神社入り口横に50台ほど自動車がとめられる駐車場があります。

祭神

豐玉姫命。

連絡先

感想

玉比咩神社のご祭神は,豊玉姫(とよたまひめ)です。玉比咩は,たまひめと読みます。とよたまひめについてはこんな話が残っています。

火折尊(ほのおりのみこと)はお兄さんから借りた釣り針を無くしてしまいました。ほのおりのみことはお兄さんから釣り針を探してくるように言われました。ほのおりのみことは海の底まで探しに行くことになりました。海のなかには龍宮がありました。

龍宮には美しい女性がいました。豊玉姫(とよたまひめ)といいます。ほのおりのみことと,とよたまひめは互いにひかれあい,3年間一緒に暮らしました。

しかし,そのうち,ほのおりのみことは陸に帰ってしまいます。とよたまひめのお腹の中には二人の赤ちゃんがいました。とよたまひめは,二人の子どもであるから,赤ちゃんを生むときには陸に上がって生むと言います。

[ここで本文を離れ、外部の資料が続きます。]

PR #401, opened 2026-01-21
Removing Long from dependencies

swapnil-nagar:
We use long only as a devDependency and do not rely on it at runtime, so we’re moving it to devDependencies.

We will validate whether this change has any impact on existing apps during integration testing. If a customer’s app depends on long, they will need to explicitly declare it in their own package.json.


TsuyoshiUshio (approved):
LGTM.

Issue #404, opened 2026-01-26
Build fails after removing undici dependency in v4.11.0


DanielSed:
The [removal of the undici dependency ](https://github.com/Azure/azure-functions-nodejs-library/pull/395) is causing our Azure Function build to fail as the `BodyInit` and `HeaderInit` type definitions are still being referenced in [types/http.d.ts](https://github.com/Azure/azure-functions-nodejs-library/blob/0288d8b59891abb61d6ac73038bda4ca37f726ab/types/http.d.ts).

We are getting the following error:
```
node_modules/@azure/functions/types/http.d.ts(206,12): error TS2304: Cannot find name 'BodyInit'.
node_modules/@azure/functions/types/http.d.ts(223,15): error TS2304: Cannot find name 'HeadersInit'.
```

The issue is discussed in the [Remove Undici Dependency](https://github.com/Azure/azure-functions-nodejs-library/pull/395) pull request. The provided [solution](https://github.com/Azure/azure-functions-nodejs-library/pull/395#issuecomment-3781528178) was to add the DOM library to lib in tsconfig.json (our lib is set to ES2018). We want to avoid that as that would clutter our app with unneeded browser-specific APIs.

Please fix this.

swapnil-nagar:
Understandable that you do not want to have DOM lib as part of your function app. We will prioritize a fix and share the details soon.

swapnil-nagar:
Just release the new version of library with fix, let us know if you still experience issue.
https://www.npmjs.com/package/@azure/functions/v/4.11.1

PR #405, opened 2026-01-28
Removing lib.DOM dependency

swapnil-nagar:
Removing the lib.DOM Dependency

Issue: https://github.com/Azure/azure-functions-nodejs-library/issues/404

### DIFF
--- a/types/http.d.ts
+++ b/types/http.d.ts
@@ -7,6 +7,20 @@ import { URLSearchParams } from 'url';
 import { FunctionOptions, FunctionOutput, FunctionResult, FunctionTrigger } from './index';
 import { InvocationContext } from './InvocationContext';
 
+/**
+ * Represents the body types that can be used in an HTTP response.
+ * This is a local definition to avoid dependency on lib.dom.
+ * Compatible with Node.js native Fetch API body types.
+ */
+export type HttpResponseBodyInit = ReadableStream | Blob | ArrayBufferView | ArrayBuffer | string | null | undefined;
+
+/**
+ * Represents the headers types that can be used to initialize HTTP headers.
+ * This is a local definition to avoid dependency on lib.dom.
+ * Compatible with Node.js native Fetch API header types.
+ */
+export type HttpHeadersInit = Headers | Record<string, string> | [string, string][];
+
 export type HttpHandler = (
     request: HttpRequest,
     context: InvocationContext
@@ -203,7 +217,7 @@ export interface HttpResponseInit {
     /**
      * HTTP response body
      */
-    body?: BodyInit;
+    body?: HttpResponseBodyInit;
 
     /**
      * A JSON-serializable HTTP Response body.
@@ -220,7 +234,7 @@ export interface HttpResponseInit {
     /**
      * HTTP response headers
      */
-    headers?: HeadersInit;
+    headers?: HttpHeadersInit;
 
     /**
      * HTTP response cookies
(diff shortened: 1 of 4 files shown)


types/http.d.ts
```diff
@@ -7,6 +7,20 @@ import { URLSearchParams } from 'url';
 import { FunctionOptions, FunctionOutput, FunctionResult, FunctionTrigger } from './index';
 import { InvocationContext } from './InvocationContext';
 
+/**
+ * Represents the body types that can be used in an HTTP response.
+ * This is a local definition to avoid dependency on lib.dom.
+ * Compatible with Node.js native Fetch API body types.
+ */
+export type HttpResponseBodyInit = ReadableStream | Blob | ArrayBufferView | ArrayBuffer | string | null | undefined;
```
TsuyoshiUshio: ## Potential Issues with Type Definitions

Thank you for this PR! Removing the `lib.DOM` dependency is the right approach. However, I noticed a few potential compatibility gaps in the new type definitions:

### 1. Missing `FormData` and `URLSearchParams` in `HttpResponseBodyInit`

The standard `BodyInit` type (from Web/Node.js Fetch API) includes:
```typescript
type BodyInit = ReadableStream | Blob | ArrayBufferView | ArrayBuffer | FormData | URLSearchParams | string
```

The PR's definition:
```typescript
type HttpResponseBodyInit = ReadableStream | Blob | ArrayBufferView | ArrayBuffer | string | null | undefined
```

**Issue**: `FormData` and `URLSearchParams` are missing. Users who pass these types as the response body will encounter type errors, even though it works at runtime.

### 2. `HttpHeadersInit` Missing `Iterable` Support

The standard `HeadersInit` type:
```typescript
type HeadersInit = Headers | string[][] | Record<string, string> | Iterable<[string, string]>
```

The PR's definition:
```typescript
type HttpHeadersInit = Headers | Record<string, string> | [string, string][]
```

**Issue**: `Iterable<[string, string]>` is not supported, so passing a `Map<string, string>` or other custom iterables will fail type checking.

### 3. Type Cast in `HttpResponse.ts`

```typescript
this.#nativeRes = new Response(init.body as BodyInit, resInit);
```

This cast bypasses the type system. If `HttpResponseBodyInit` is narrower than what Node.js's `Response` actually accepts, there could be inconsistencies where valid runtime values fail type checking.

### Suggested Fix

```typescript
export type HttpResponseBodyInit = 
    | ReadableStream 
    | Blob 
    | ArrayBufferView 
    | ArrayBuffer 
    | FormData 
    | URLSearchParams 
    | string 
    | null 
    | undefined;

export type HttpHeadersInit = 
    | Headers 
    | Record<string, string> 
    | Iterable<[string, string]>;
```

> **Note**: `FormData` and `URLSearchParams` are globally available in Node.js 18+, which aligns with the minimum supported version for Azure Functions Node.js v4 programming model.

### 4. Test Coverage

Consider adding tests for `FormData` and `URLSearchParams` body types to ensure full coverage.

---

Overall, this is a great improvement! Just these minor additions would ensure full backward compatibility with the original `BodyInit` and `HeadersInit` types.

swapnil-nagar: I have added the tests related to FormData and URLSearchParams.

swapnil-nagar: Note: Map<string, string> and other iterables are supported since they satisfy the [string, string][] array interface, so no additional change is needed.

TsuyoshiUshio (approved):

とよたまひめは,ほのおりのみことに頼みます。出産の様子は決して見ないでください。しかし,ほのおりのみことは誘惑に耐えきれず覗き見てしまいます。そこには一匹の海獣の姿がありました。本当の姿をみられた,とよたまひまは恥じて生まれた子どもを置いたまま,海底へと帰ってしまいます。

決して見ないと約束したのに見てしまうという話はそこここにあります。例えば,木下順二の「夕鶴」もそうです。この夕鶴については,松谷みよ子さんが非常に興味深い出来事を書かれています。ここに引用してみましょう。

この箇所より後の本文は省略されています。